Density of Iba-1–labeled microglia within the RNFL across 7.6 ± 1.8 mm² of central retina. (A–D) Representative example of microglia seen in a montage of micrographs from right (A) and left (B) naive normal retinas and experimental (Exp [C]) and fellow control (Ctrl [D]) retinas from a rat sacrificed 1 week after IOP elevation, which correlates with the peak RNFL thickening seen in group 1 and group 2 experimental eyes. Arrowheads indicate the optic disc. (E–H) Higher-resolution micrographs from boxed regions in A through D are shown in E through H, respectively.

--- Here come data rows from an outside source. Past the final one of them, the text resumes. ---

PR #913, opened 2026-07-11
Add map/contramap/imap combinators to Transformer, PartialTransformer, Codec and Iso

MateuszKubuszok:
Re-lands #591 (by @danicheg) on top of the current 2.0.0 backend and completes it per the review feedback there. @danicheg is the commit author; I co-authored the completion.

Closes #591. Resolves the feature request behind it.

## What's added

Combinators are plain `final def`s directly on the type classes (the dedicated `*Ops` trait from the original review is no longer needed now that the trait hierarchy has been flattened; `@FunctionalInterface`/SAM syntax stays intact):

| Type class | Combinators |
|---|---|
| `Transformer[From, To]` | `map(To => To2)`, `contramap(From2 => From)` |
| `PartialTransformer[From, To]` | `map`, `mapPartial(To => Result[To2])`, `contramap`, `contramapPartial(From2 => Result[From])` |
| `Iso[First, Second]` (invariant) | `imapFirst(f)(g)`, `imapSecond(f)(g)` |
| `Codec[Domain, Dto]` (invariant) | `imapDomain(f)(g)`, `imapDto(f)(g)` |

### Design notes (addressing the #591 review)
- **Full symmetry / parity:** both `Transformer` and `PartialTransformer` get `map` *and* `contramap`; `PartialTransformer` additionally gets the partial variants `mapPartial` / `contramapPartial` (input- and output-side).
- **All applicable type classes:** `Iso` and `Codec` are bidirectional, so they get *invariant* `imap*` combinators taking a there-and-back pair `(f)(g)` (cats-style ordering: `f` forward, `g` backward). They're implemented in terms of the `Transformer`/`PartialTransformer` combinators.
- **`failFast` is threaded through** the `PartialTransformer` combinators (test `combinators preserve fail-fast mode` proves it).
- `Patcher` is intentionally excluded — map/contramap doesn't map onto patching semantics.

## Tests
- `TotalTransformerSpec`, `PartialTransformerSpec` (extended), `CodecSpec`, `IsoSpec` — one case per combinator, incl. error-propagation and fail-fast.
- Green on Scala 2.13 and Scala 3.

## Docs
- New cookbook section **"Adapting existing type class instances"** with four runnable examples, all verified through the `scala-cli-md-spec` snippet harness.

## Verification
- `chimney`/`chimney3` `testOnly` for the four specs: 15 passing each.
- `scalafmtCheckAll` clean.
- MiMa: `2.0.0-development` has empty `mimaPreviousArtifacts` (major-version reset), so nothing to check; all additions are source- and binary-additive regardless.

Note on scope: this was rebuilt fresh rather than `git rebase`d — #591's branch is 471 commits behind and predates the Hearth backend migration (#903), so a literal rebase was not viable.

### DIFF
--- a/chimney/src/main/scala/io/scalaland/chimney/Codec.scala
+++ b/chimney/src/main/scala/io/scalaland/chimney/Codec.scala
@@ -21,7 +21,42 @@ import io.scalaland.chimney.internal.runtime.{TransformerFlags, TransformerOverr
   *
   * @since 1.2.0
   */
-final case class Codec[Domain, Dto](encode: Transformer[Domain, Dto], decode: PartialTransformer[Dto, Domain])
+final case class Codec[Domain, Dto](encode: Transformer[Domain, Dto], decode: PartialTransformer[Dto, Domain]) {
+
+  /** Creates a new [[io.scalaland.chimney.Codec]] with the `Domain` side replaced by `NewDomain`, given a bijection
+    * between the two.
+    *
+    * @tparam NewDomain
+    *   the new domain type
+    * @param f
+    *   conversion from the old `Domain` to `NewDomain`
+    * @param g
+    *   conversion from `NewDomain` back to the old `Domain`
+    * @return
+    *   new [[io.scalaland.chimney.Codec]] between `NewDomain` and `Dto`
+    *
+    * @since 2.0.0
+    */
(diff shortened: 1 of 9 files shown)


danicheg:
Wow, nice to see this is happening. Just curious, what made you change your mind about it? :)

Issue #268, opened 2023-04-13
Support for off-chain validation and intervals for `AuctionStage` and fix boundary case


uhbif19:
Couple of Tx do not fall into single stage. This requires hardcoding of intervals. Support for intervals over `AuctionStage` would cover this.

Also currently intervals for `Tx.*` are created manually.

- [x] Fix boundary case (@uhbif19 has draft for that locally)
- [ ] Support intervals of stages (or maybe just stage-to-infinity case, which is only used in our code)
- [x] Support Tx `validityBound` construction
- [x] Refactor current code to use this

PR #274, opened 2023-04-21
Utility improvements and fixes in preparation for Delegate corner-cases implementation

uhbif19:
Non trivial feature: https://github.com/mlabs-haskell/hydra-auction/pull/274/commits/d914f37b302d3ad82836596cce8dd081164fc245

I think all other commits should be trivial.

Blocked by #272  (cherry-picked)
Blocked by #271


src/HydraAuction/OnChain/StandingBid.hs
```diff
@@ -121,3 +117,15 @@ mkStandingBidValidator terms datum redeemer context =
...
+validNewBidTerms :: AuctionTerms -> Maybe BidTerms -> Maybe BidTerms -> Bool
+validNewBidTerms terms oldBid (Just newBidTerms) =
+  case oldBid of
+    Just oldBidTerms ->
+      traceIfFalse "Bid increment is not greater than minimumBidIncrement" $
+        bidAmount oldBidTerms + minimumBidIncrement terms <= bidAmount newBidTerms
+    Nothing ->
+      traceIfFalse "Bid is not greater than startingBid" $
+        startingBid terms <= bidAmount newBidTerms
+validNewBidTerms _14 _ Nothing =
```
nazrhom:
```suggestion
validNewBidTerms _ _ Nothing =
```

src/HydraAuction/Tx/Common.hs
```diff
@@ -121,7 +131,9 @@ currentAuctionStage terms = do
   let matchingStages = filter (member currentTime . stageToInterval terms) auctionStages
   return $ case matchingStages of
     [stage] -> stage
-    _ -> error "Impossible happend: more than one matching stage"
+    [_, stage] -> stage
```
nazrhom, line 134: Why do we need this?

uhbif19: Because this code fails (like I actually saw it). As I understand in case of stages corner.

While my code is not good - we need test on this.

uhbif19: Or maybe this is just wrong and intervals should be ensured to be not intersecting? I missed that.

nazrhom: I thought that was the idea, if this fails it means we must have an overlap in the stages

uhbif19:
@nazrhom I returned `[seller, bidder1, bidder2] <- return [Alice, Bob, Carol]` stuff back, otherwise GHC produces warning.

src/HydraAuction/Tx/Common.hs
uhbif19: Simple fix breaks Tx construction, cuz they use Upper bounds too, so I added that task into: https://github.com/mlabs-haskell/hydra-auction/issues/268

nazrhom (approved):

The shape and density of microglia appear similar between retinas, indicating no activation of microglia in experimental eyes. (I) Quantification of RNFL microglia density for experimental and fellow control eyes sacrificed at 1 and 2 weeks (group 1 [n = 4 each]) and 6 weeks (group 2 [n = 4]) after IOP elevation to 50 mm Hg for 8 hours, along with rats sacrificed 6 weeks (group 3 [n = 4]) after sham cannulation to 15 mm Hg for 8 hours and naive normal rats (group 4 [n = 5]). Microglial density was equivalent between experimental relative to fellow control eyes (P = 0.92) and in experimental and sham groups relative to the naive normal group (P > 0.05 for all). This indicates that microglial activation is not responsible for RNFL thickening. Error bars = SEM. Scale bars: 0.5 mm (applies to A–D); 100 μm (applies to E–H).